Multi-view shape estimation of transparent containers
This addresses a domain-specific problem for robotics or computer vision applications involving transparent objects, but it is incremental as it builds on existing assumptions and methods.
The paper tackles the problem of 3D localization and dimension estimation of transparent containers under varying lighting conditions by proposing a method using two RGB cameras, circular symmetry, and iterative shape fitting, achieving higher localization success and accuracy than a deep-learning approach using depth maps.

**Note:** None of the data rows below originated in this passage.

PR #3275, opened 2024-11-26
pkcs11-spy: Avoid crash while spying C_GetInterface()

Jakuje:
When calling the C_GetInterface(), the spy was trying to change the memory returned by the underlying pkcs11 module. In cases where it was pointing to the readonly/static memory, the application crashed.

This changes the C_GetInterface() in a way that it does not return the original memory of underlying pkcs11 module, but local one with our pointers.

##### Checklist


xhanulik (approved):

frankmorgner:
thank you

PR #3281, opened 2024-12-02
Allocate whole page(s) for each sc_mem_secure_alloc

### LINKED ISSUE #3267: sc_mem_secure_alloc/free leave unaligned allocations locked in memory

dgalling:
sc_mem_secure_alloc uses calloc to allocate memory, but then uses mlock to try to lock the allocated memory. calloc may not necessarily return a page-aligned pointer, even if we request a whole page of memory.

Instead of relying on the libc allocator behavior, we directly call mmap (VirtualAlloc on Windows) to ensure we get whole page(s) to ourselves for sc_mem_secure_alloc.

Fixes #3267

##### Checklist

- [ ] macOS tokend is tested

### DIFF
--- a/src/libopensc/pkcs15.c
+++ b/src/libopensc/pkcs15.c
@@ -2736,12 +2736,9 @@ sc_pkcs15_make_absolute_path(const struct sc_path *parent, struct sc_path *child
 
 void sc_pkcs15_free_object_content(struct sc_pkcs15_object *obj)
 {
-	if (obj->content.value && obj->content.len)   {
-		if (SC_PKCS15_TYPE_AUTH & obj->type
-			|| SC_PKCS15_TYPE_SKEY & obj->type
-			|| SC_PKCS15_TYPE_PRKEY & obj->type) {
-			/* clean everything that potentially contains a secret */
-			sc_mem_secure_clear_free(obj->content.value, obj->content.len);
+	if (obj->content.value && obj->content.len) {
+		if (obj->content_free) {
+			obj->content_free(obj->content.value, obj->content.len);
 		} else {
 			free(obj->content.value);
 		}
@@ -2772,6 +2769,7 @@ sc_pkcs15_allocate_object_content(struct sc_context *ctx, struct sc_pkcs15_objec
 			|| SC_PKCS15_TYPE_SKEY & obj->type
 			|| SC_PKCS15_TYPE_PRKEY & obj->type) {
 		tmp_buf = sc_mem_secure_alloc(len);
+		obj->content_free = sc_mem_secure_free;
 	} else {
 		tmp_buf = malloc(len);
 	}
--- a/src/libopensc/pkcs15.h
+++ b/src/libopensc/pkcs15.h
@@ -486,6 +486,10 @@ struct sc_pkcs15_object {
 	struct sc_pkcs15_object *next, *prev; /* used only internally */
 
 	struct sc_pkcs15_der content;
+	/* Method for deallocating the object's content.value.
+	 * If no specific function for deallocation is given, then free() is used
+	 * to release content.value */
+	void (*content_free)(void *, size_t);
 
 	int session_object;	/* used internally. if nonzero, object is a session object. */
 };
--- a/src/libopensc/sc.c
+++ b/src/libopensc/sc.c
@@ -902,14 +902,12 @@ void *sc_mem_secure_alloc(size_t len)
 
 #ifdef _WIN32
 	p = VirtualAlloc(NULL, len, MEM_COMMIT, PAGE_READWRITE);
-	if (p != NULL)
-	{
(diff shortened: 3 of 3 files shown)


frankmorgner (approved):
Looks great! Thanks again for the bugfix.

frankmorgner:
please just check the code style: the opening curly bracket should go into the line of the `if`

frankmorgner:
https://github.com/OpenSC/OpenSC/actions/runs/12123642629/job/33836613737?pr=3281

dgalling:
I cherry-picked 92f53e63cdbb867bfc3d2e0b5bb87320cfd3ad5a to this branch because it doesn't make sense to merge this PR without your changes there.

The oseid and openpgp tests now pass on my machine under both valgrind and my custom heap debugger, and it looks like all of the tests are happy in CI as well.

Also, the PKCS11/SC is working on my machine in the Chromium browser with no crashes so far.

Nice job on the fixes to the PKCS15 allocation, I did not think it would be such a clean patch. One further question I had here was whether you wanted me to contribute my heap tracking code. It would allow you to detect cases where a memory block is allocated with the libc allocator and then freed with the `secure_free` (but not vice versa without overriding the libc `free`). There is of course some performance cost, but it might be worth it to allow the library to crash instead of corrupting the heap. Just a thought, definitely not a blocker for this PR.

frankmorgner:
Thanks for your help and the excellent analysis!

PR #3282, opened 2024-12-03
fixed usage of free() on data that was created with sc_mem_secure_alloc

frankmorgner:
This will crash applications, which, for example are importing a private key as reported here
https://github.com/OpenSC/OpenSC/pull/3269#issuecomment-2495074344

##### Checklist

- [ ] macOS tokend is tested

### DIFF
--- a/src/libopensc/pkcs15.c
+++ b/src/libopensc/pkcs15.c
@@ -2736,12 +2736,9 @@ sc_pkcs15_make_absolute_path(const struct sc_path *parent, struct sc_path *child
 
 void sc_pkcs15_free_object_content(struct sc_pkcs15_object *obj)
 {
-	if (obj->content.value && obj->content.len)   {
-		if (SC_PKCS15_TYPE_AUTH & obj->type
-			|| SC_PKCS15_TYPE_SKEY & obj->type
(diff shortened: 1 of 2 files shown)


Jakuje (approved):
This will avoid the crash by calling the `sc_mem_secure_clear_free()` only on the stuff allocated with `sc_mem_secure_alloc()`.

But will it do the right thing for the content imported from the ASN1 parsers that are marked as secure? If I read it right, these data allocated from `src/libopensc/pkcs15-pubkey.c` are marked as secure, but allocated in the non-secure memory (which might be a different issue to solve).

frankmorgner:
Yes, correct. Only when `sc_pkcs15_allocate_object_content` is called "by hand" (i.g. not for the ASN.1 encoder), then `sc_mem_secure_alloc` is used and the dedicated `sc_mem_secure_free` will be used as replacement for `free`.

A subsequent issue, we might want to solve later, is when pkcs15init imports some key and initializes the object with some private key material, then it uses `malloc` and similar, which means that the key material may be swapped out...

frankmorgner:
merged with https://github.com/OpenSC/OpenSC/pull/3281

PR #3285, opened 2024-12-12
Remove obsolete tokend support

metsma:
##### Checklist

- [ ] macOS tokend is tested

### DIFF
--- a/.github/PULL_REQUEST_TEMPLATE.md
+++ b/.github/PULL_REQUEST_TEMPLATE.md
@@ -14,4 +14,4 @@ run this command: `opensc-tool -n`
 - [ ] New files have a LGPL 2.1 license statement
 - [ ] PKCS#11 module is tested
 - [ ] Windows minidriver is tested
-- [ ] macOS tokend is tested
+- [ ] macOS token is tested
--- a/.gitignore
+++ b/.gitignore
@@ -109,7 +109,6 @@ MacOSX/resources/Welcome.html
 
 *.dmg
 *.pkg
-OpenSC.tokend/
 build/
 engine_pkcs11/
 libp11/
--- a/MacOSX/Distribution.xml.in
+++ b/MacOSX/Distribution.xml.in
@@ -11,32 +11,15 @@ https://developer.apple.com/library/mac/documentation/DeveloperTools/Reference/I
     <welcome file="Welcome.html" mime-type="text/html"/>
     <title>@PACKAGE_STRING@</title>
     <options customize="allow" require-scripts="false" rootVolumeOnly="true"/>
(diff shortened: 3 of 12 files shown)


metsma:
I think it is time to get rid of this. Nobody sane can build this today.

frankmorgner (commented):
In general I agree. Project description (Github metadata) needs to be updated. Also, OpenSC.tokend should get a note that it is not used anymore.

There are some more references in
- src/libopensc/pkcs15.c
- src/libopensc/reader-pcsc.c
- src/ui/notify.c

metsma:
> In general I agree. Project description (Github metadata) needs to be updated. Also, OpenSC.tokend should get a note that it is not used anymore.
> 
> There are some more references in
> 
> * src/libopensc/pkcs15.c
> * src/libopensc/reader-pcsc.c
> * src/ui/notify.c

I am not sure how to handle pkcs15-piv and notify comment

Jakuje (approved):
Thank you for cleaning this up!
Just a nit regarding the fuzzer input names.  I can not coment on how this is relevant for the macos or not as I do not use that.

frankmorgner (approved):

Jakuje:
@metsma I see we have tokend still mentioned in the "about" and tags on the main page https://github.com/opensc/opensc

I am not familiar with what happend with the tokend and if it should be dropped, but it should be dropped from these places too. Can you take care of that?

Then there is also the project itself that we are not using anymore and that should have at least a warning that its unmaintained: https://github.com/OpenSC/OpenSC.tokend/ (or should be archived altogether?)

metsma:
> @metsma I see we have tokend still mentioned in the "about" and tags on the main page https://github.com/opensc/opensc
> 
> I am not familiar with what happend with the tokend and if it should be dropped, but it should be dropped from these places too. Can you take care of that?
> 
> Then there is also the project itself that we are not using anymore and that should have at least a warning that its unmaintained: https://github.com/OpenSC/OpenSC.tokend/ (or should be archived altogether?)

This can probably archived.

I am not sure what is the correct branding of its successor. CTK Token?
I do not see that I have permission to alter About info.
And it is hosted by @frankmorgner 
https://github.com/frankmorgner/OpenSCToken

Jakuje:
I removed the TokenD tag and description from the "About" section. Frank, please adjust if there is some name to put there for Mac.

I also filled frankmorgner/OpenSCToken#54 to clarify the state of OpenSCToken.

metsma:
Sorry for confusion TokenD was replaced by CTK Token in macOS.
And its successor implementation is https://github.com/frankmorgner/OpenSCToken

PR #3289, opened 2024-12-16
Add support for PKCS#11 URI option into pkcs11-tool

xhanulik:
This PR adds new `--uri` option into  `pkcs11-tool` according to  [The PKCS #11 URI Scheme](https://www.rfc-editor.org/rfc/rfc7512.html). After parsing the URI string, it uses the already implemented `opt_*` variables for choosing module, slot/token, PIN and object.

It does not yet support:
- `file:` option for `pin-source`,
- specification module via `module-name`,
- `library-description`,
- `library-manufacturer`,
- `library-version`.

##### Checklist


Jakuje:
The failing CI does not look like related to your changes.

xhanulik:
> The failing CI does not look like related to your changes.

Yes, but there is still some problem with compilation of `pkcs11-tool` on win.

src/tools/pkcs11_uri.c
```diff
@@ -0,0 +1,332 @@
...
+#include "config.h"
+
+#include <stdio.h>
+#include <stdlib.h>
+#include <string.h>
+
+#include "pkcs11_uri.h"
+
+static struct pkcs11_uri_attr path_attr[] = {
+		{"id", 0},
```
Jakuje, line 33: please, use enums instead of the numbers like this. It makes is hard to read.

src/tools/pkcs11-tool.c
```diff
@@ -1400,22 +1469,37 @@ int main(int argc, char * argv[])
...
 		 * if it's not known fall back to the old code always assuming it was a
 		 * CKO_PRIVATE_KEY.
 		 */
 		if (mf_flags != MF_UNKNOWN) {
 			/* this function dies on error via util_fatal */
-			find_object_flags(session, mf_flags, &object,
-				opt_object_id_len ? opt_object_id : NULL,
-				opt_object_id_len, 0);
+			if (opt_uri) {
+				find_object_flags_and_type_or_id_or_label(session, mf_flags, &object,
```
Jakuje, line 1480: can we do the search here directly by the URI, instead of limiting only to class, id, label?

xhanulik: In `struct pkcs11_uri`, there are 13 attributes (`id`, `library_description`, `library_manufacturer`, `library_version`, `token_manufacturer`, `token_model`, `object`, `serial`, `slot_description`, `slot_id`, `slot_manufacturer`, `token_label`, `type`).

In `pkcs11-tool`,  some of the attributes are unused ( `library_description`, `library_manufacturer`, `library_version`).
The `token_manufacturer`, `token_model`, `slot_description`, `slot_id`, `slot_manufacturer`, `token_label`, `serial` are used for finding a slot and opening new session

https://github.com/OpenSC/OpenSC/blob/58599a75c1138f1638afe54ebf5e73f8d8473799/src/tools/pkcs11-tool.c#L1355-L1358

For object there are `id`, `object`, `type` left used for finding the objects within the session. What do you mean by doing the search directly by URI?

Jakuje: I meant to pass the URI to the `find_object_flags()` function directly and search by the parts of the URI, but looking better now I see that you use just the class from uri here so it probably does not make sense.

frankmorgner (changes requested):
The URI parsing is quite complicated... looks like an idea fuzzing target!

xhanulik:
> The URI parsing is quite complicated... looks like an idea fuzzing target!

Good idea, I'll create one

frankmorgner (approved):
Thank you

frankmorgner:
Are there any use cases we could support now that didn't work previously? something to test for during CI?

xhanulik:
> Are there any use cases we could support now that didn't work previously? something to test for during CI?

I don't think so, I just mapped the PKCS#11 URI to current pkcs11-tool code functionality.

src/tools/pkcs11_uri.c
```diff
@@ -0,0 +1,342 @@
...
+	/* parse path */
+	token = strtok(path, ";");
+	while (token != NULL) {
+		char *argument = NULL, **result_ptr = NULL;
+		int *result_len = NULL;
+		int max_len = -1;
+		int id = get_attr(path_attr, token);
+		if (id == -1) {
+			rv = 1;
+			fprintf(stderr, "Invalid PKCS#11 token\n");
```
Jakuje, line 197:
```suggestion
			fprintf(stderr, "Invalid PKCS#11 uri atrribute\n");
```

src/tools/pkcs11_uri.c
```diff
@@ -0,0 +1,342 @@
...
+		int id = get_attr(query_attr, token);
+		if (id == -1) {
+			rv = 1;
+			fprintf(stderr, "Invalid PKCS#11 URI query\n");
+			goto end;
+		}
+		argument = token + strlen(query_attr[id].name) + 1;
+
+		switch (id) {
+		case 0:
```
Jakuje, line 277: same here -- please use the enum values

src/tools/pkcs11_uri.c
```diff
@@ -0,0 +1,342 @@
...
+				rv = 1;
+				fprintf(stderr, "A pin and pin-source cannot be specified together in PKCS#11 URI\n");
+				goto end;
+			}
+			result_ptr = &result->pin_source;
+			break;
+		case 1:
+			if (result->pin_source != NULL) {
+				rv = 1;
+				fprintf(stderr, "A pin and pin-source cannot be specified together in PKCS#11 URI\n");
```
Jakuje, line 288:
```suggestion
				fprintf(stderr, "A pin-value and pin-source cannot be specified together in PKCS#11 URI\n");
				goto end;
			}
			result_ptr = &result->pin_source;
			break;
		case 1:
			if (result->pin_source != NULL) {
				rv = 1;
				fprintf(stderr, "A pin-value and pin-source cannot be specified together in PKCS#11 URI\n");
```

src/tools/pkcs11-tool.c
```diff
@@ -1233,6 +1254,53 @@ int main(int argc, char * argv[])
...
+			} else {
+				fprintf(stderr, "Unsupported object type \"%s\" specified in PKCS#11 URI\n", opt_uri->type);
+				util_print_usage_and_die(app_name, options, option_help, NULL);
+			}
+		}
+		if (opt_uri->id) {
+			opt_object_id_len = opt_uri->id_len;
+			memcpy(opt_object_id, opt_uri->id, opt_object_id_len);
+		}
+	}
```
Jakuje, line 1299: Doing this allows us to have the change in the rest of the code quite small, but I thought that this could be done the other way round -- when uri is not provided, it can be constructed from the old options. By having the uri structure as the uniform exchange format in the pkcs11-tool accepted by all the operations, we could get rid of the number of different parameters to each of the function and just operate on the uri.

Indeed this would take more work and more changes to do that in all places so keeping this as a suggestion. If you believe it is a bad idea, feel free to discard ;)

frankmorgner:

xhanulik:
> What's the status of this topic, is there anything to do?

I'll resolve the comments above.

I like the idea desribed in https://github.com/OpenSC/OpenSC/pull/3289#discussion_r2035289786, however it looks like it'll need bit more work, and I'm not sure, whether I'll have time for it next month or so.

src/tools/pkcs11-tool.c
```diff
@@ -1233,6 +1254,53 @@ int main(int argc, char * argv[])
 	if (action_count == 0)
 		util_print_usage_and_die(app_name, options, option_help, NULL);
 
+	if (opt_uri) {
+		/* Check that no interfering options were set */
+		if (opt_module || opt_slot_set || opt_slot_index_set || opt_slot_description ||
+				opt_pin || opt_object_label || opt_object_class_str || opt_object_id_len) {
+			fprintf(stderr, "Invalid combination of arguments when --uri used\n");
```
Jakuje, line 1261: I think it would help to have this error message a bit more verbose explaining what arguments can not be used with the uri, otherwise it is hard to track from this error which of the options is the problematic one.

src/tools/pkcs11_uri.c
```diff
@@ -0,0 +1,342 @@
...
+		int id = get_attr(query_attr, token);
+		if (id == -1) {
+			rv = 1;
+			fprintf(stderr, "Invalid PKCS#11 URI query\n");
+			goto end;
+		}
+		argument = token + strlen(query_attr[id].name) + 1;
+
+		switch (id) {
+		case PKCS11_ID:
```
Jakuje, line 277:
```suggestion
		case PKCS11_PIN_SOURCE:
```
same in the cases below

frankmorgner (approved):

frankmorgner:
@xhanulik if you commit the formatting changes from `git clang-format`, I think we would be good for merging

xhanulik:
> @xhanulik if you commit the formatting changes from `git clang-format`, I think we would be good for merging

Resolved, I will create a separate issue for https://github.com/OpenSC/OpenSC/pull/3289#discussion_r2035289786 after merging.

Jakuje:
Thank you! Please open the separate follow-up issue then

PR #3291, opened 2024-12-17
Fix some recent CI issues 

Jakuje:
This is attempt to fix recent CI failures:
 * ubuntu changes broke valgrind builds
 * Fedora spec file is out of sync
 
Remaining issues look like related to libressl

##### Checklist

- [ ] macOS tokend is tested

### DIFF
--- a/.github/setup-libressl.sh
+++ b/.github/setup-libressl.sh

The 3D localisation of an object and the estimation of its properties, such as shape and dimensions, are challenging under varying degrees of transparency and lighting conditions. In this paper, we propose a method for jointly localising container-like objects and estimating their dimensions using two wide-baseline, calibrated RGB cameras. Under the assumption of circular symmetry along the vertical axis, we estimate the dimensions of an object with a generative 3D sampling model of sparse circumferences, iterative shape fitting and image re-projection to verify the sampling hypotheses in each camera using semantic segmentation masks. We evaluate the proposed method on a novel dataset of objects with different degrees of transparency and captured under different backgrounds and illumination conditions. Our method, which is based on RGB images only, outperforms in terms of localisation success and dimension estimation accuracy a deep-learning based approach that uses depth maps.